Weis, 34, filed a pretrial appeal before the Georgia Supreme Court that sought to bar prosecutors from seeking the death penalty on grounds his right to a speedy trial had been violated. But the court, in a 4-3 decision, rejected Weis' claims.

Jury selection for the capital trial began last month, but Hankinson abruptly allowed Weis to enter a "blind plea." Under this procedure, Weis admitted killing and burglarizing King and then allowed the judge -- not the jury -- to impose sentence. Such pleas, used in some criminal cases, are highly unusual in capital trials.

Weis  has until mid-day Friday to withdraw his plea if he is not satisfied with Hankinson's sentence. Such a decision, which appears highly unlikely, would allow the death-penalty case to go to a jury trial.

The sentencing hearing was the latest twist in a case that took several unexpected turns. The state initially paid Weis' appointed lawyers, Bob Citronberg and Tom West, during their first several months of representation but then ran out of available funds as the cost of defending Fulton County courthouse killer Brian Nichols skyrocketed.

When Citronberg and West asked for a delay until funding was available, District Attorney Scott Ballard asked then-trial judge Johnnie Caldwell to replace the private attorneys with two local public defenders. The defenders objected, saying heavy case loads prohibited them from taking on a capital case, but Caldwell appointed them anyway. Those two defenders are now deceased, due to illness, and Caldwell resigned from the bench after being accused of making sexually charged comments to a local lawyer.

Citronberg and West were returned to the case and provided funding, and they were joined by Southern Center for Human Rights attorney Stephen Bright, who worked for free.

This week, Hankinson heard evidence from prosecutors in support of giving Weis a death sentence, and evidence from the defense in opposition.

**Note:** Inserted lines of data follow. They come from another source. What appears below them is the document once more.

PR #3539, opened 2019-02-01
 Implement a primitive SKIP_IF macro to allow tests to be skipped

Leonardo2718:
This change set introduces the SKIP_IF macro, which allows Tril-based compiler tests to be conditionally skipped without failing or disabling the test. This commit only intends to introduce the syntax for skipping tests and the underlaying machinery needed for skipping test execution. Support for features such as logging and reporting of skipped tests is still primitive. No built-in support for platform detection is provided.

The basic syntax is for skipping a test is:

    SKIP_IF(<condition>, <reason>);

The <condition> parameter can be any boolean expression and specifies when a test should be skipped. The <reason> parameter must be a value from the `SkipReason` enum; it is mainly intended for use in logging and reporting, although the current implementation makes little use of it.

Optionally, a "skip message" can also be streamed using the same syntax as is used Google Test's ASSERT*() macros:

    SKIP_IF(<condition>, <reason>) << <message>;

When a test is skipped it will print a message stating the reason, the test name, and the skip message. For example:

    [----------] 2 tests from SkipTest
    Unsupported Feature: Skipping test: SkipIfTrue
        Test is itentionally skipped to verify that skipping works
    [----------] 2 tests from SkipTest (0 ms total)

Issue #1843

### DIFF
--- a/fvtest/compilertriltest/JitTest.hpp
+++ b/fvtest/compilertriltest/JitTest.hpp
@@ -1,5 +1,5 @@
 /*******************************************************************************
- * Copyright (c) 2017, 2018 IBM Corp. and others
+ * Copyright (c) 2017, 2019 IBM Corp. and others
  *
  * This program and the accompanying materials are made available under
  * the terms of the Eclipse Public License 2.0 which accompanies this
@@ -24,7 +24,7 @@
 
 #include <gtest/gtest.h>
 #include <vector>
-#include <stdexcept> 
+#include <stdexcept>
 #include "control/Options.hpp"
 #include "optimizer/Optimizer.hpp"
 #include "ilgen/MethodBuilder.hpp"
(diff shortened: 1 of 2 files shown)


Leonardo2718:
@genie-omr build all

Leonardo2718:
As I've mentioned in the commit message, this PR only adds the basic machinery needed to skip tests; built-in platform detection is not yet implement. However, I'm hoping that we can start by using the port library to write skip conditions that will satisfy our needs.

fvtest/compilertriltest/JitTest.hpp
```diff
@@ -312,4 +313,111 @@ std::vector<std::tuple<L,R>> const_value_pairs()
...
+ *
+ * These values are intended to be short descriptions of why a test is skipped
+ * and are mostly useful for logging and reporting purposes. Additional explenations
+ * should be specified in the skip message.
+ */
+enum SkipReason {
+   KnownBug,               // test is skipped because of a known bug
+   MissingImplementation,  // feature under test is not implemented
+   UnsupportedFeature,     // feature under test is not supported
+   NumSkipReasons_,        // DO NOT USE IN USER CODE
```
fjeremic: Are we able to use `std::numeric_limits<enum SkipReason>::max()` or do not all our targets support it?

Leonardo2718: I don't think that ever works: https://stackoverflow.com/questions/9201865/why-is-c-numeric-limitsenum-typemax-0 . :disappointed:

PR #3540, opened 2019-02-01
Replace visit count in Inliner with node checklist

cathyzhyi:
Inliner and several local transformations inside Inliner are using
visitcount to track visited nodes or call nodes that has already been
inlined and the code logic interferes with each other. Changing the
local transformations in Inliner to use NodeChecklist. Global use of
visitcount in Inliner needs more investigation and will be fixed in a
separate commit

https://github.com/eclipse/openj9/issues/3340

### DIFF
--- a/compiler/optimizer/Inliner.cpp
+++ b/compiler/optimizer/Inliner.cpp
@@ -1364,30 +1364,15 @@ TR_DumbInliner::analyzeCallSite(
 static TR::TreeTop * cloneAndReplaceCallNodeReference(TR::TreeTop *, TR::Node *, TR::Node *, TR::TreeTop *, TR::Compilation *);
 static void addSymRefsToList(List<TR::SymbolReference> &, List<TR::SymbolReference> &);
 
-static TR::Node *findPotentialDecompilationPoint(TR::Node *node, TR::Compilation *comp)
-   {
-   if (node->getVisitCount() == comp->getVisitCount())
-      return NULL;
-   else
-      node->setVisitCount(comp->getVisitCount());
-
-   TR::Node *result = NULL;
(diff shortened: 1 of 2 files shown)


Leonardo2718:
@genie-omr build all

cathyzhyi:
There is a small chance that this change might affect inliner heuristic. Tested with major benchmarks and didn't see any difference in performance.

vijaysun-omr:
Change looks safe to me but a review from @andrewcraik would be good.

andrewcraik:
@vijaysun-omr this is good to merge - switching away from visit counts and cleaning up the extra params and stuff can only be a good thing.

andrewcraik:
@Leonardo2718 or @fjeremic or @0xdaryl could one of you get this merged please? Vijay has approved, I'm good with it and the problem it fixes is causing OpenJ9 some grief in testing.

0xdaryl:
I would prefer not to break the committer covenant we have established in the OMR committer guide and merge another committer's self-assigned PR without their explicit consent to do so.  I have just asked @vijaysun-omr privately to either commit this or allow another committer to do so.  Hopefully this can happen today.

Presumably, this commit can be applied directly to the openj9-omr repo if needed urgently downstream.

fjeremic:
Second bullet in [1] for reference. We've had situations before where the assigned committer had "inside knowledge" unbeknownst to others and a merge broke things downstream. This is why we put this new rule in place.

[1] https://github.com/eclipse/omr/blob/master/doc/GuideForCommitters.md#general-guidelines

andrewcraik:
@0xdaryl and @fjeremic ok thank you for the reply - I only asked because of the > 1 week since the approval and request for my comment. I can discuss with the other committers at OpenJ9 about whether we want to do a pre-emptive pick into openj9-omr or continue to wait.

Ballard accused Weis of having "a rotten soul," because he could have left without harming King after she returned home. Instead, he struck her repeatedly and then shot her, the DA said.

"That speaks volumes of who he is, what he's capable of doing, what it will take to stop him," Ballard said. "The evidence absolutely compels the death penalty."

Bright noted that Weis, the son of a West Virginia coal miner, was rejected by his mother and then abused and neglected by his grandmother. Weis attempted suicide in jail awaiting trial and suffers from manic depression and anxiety disorders, Bright said.

An expert witness testified Weis likely suffered brain damage when he inhaled gasoline fumes to get high as a teenager. He later settled down, got a steady job but then got hooked on crack cocaine before breaking into King's home.

"There's no excuse for what happened, there's no justification," Bright told Hankinson. "But Jamie Weis is more than the worst thing he ever did."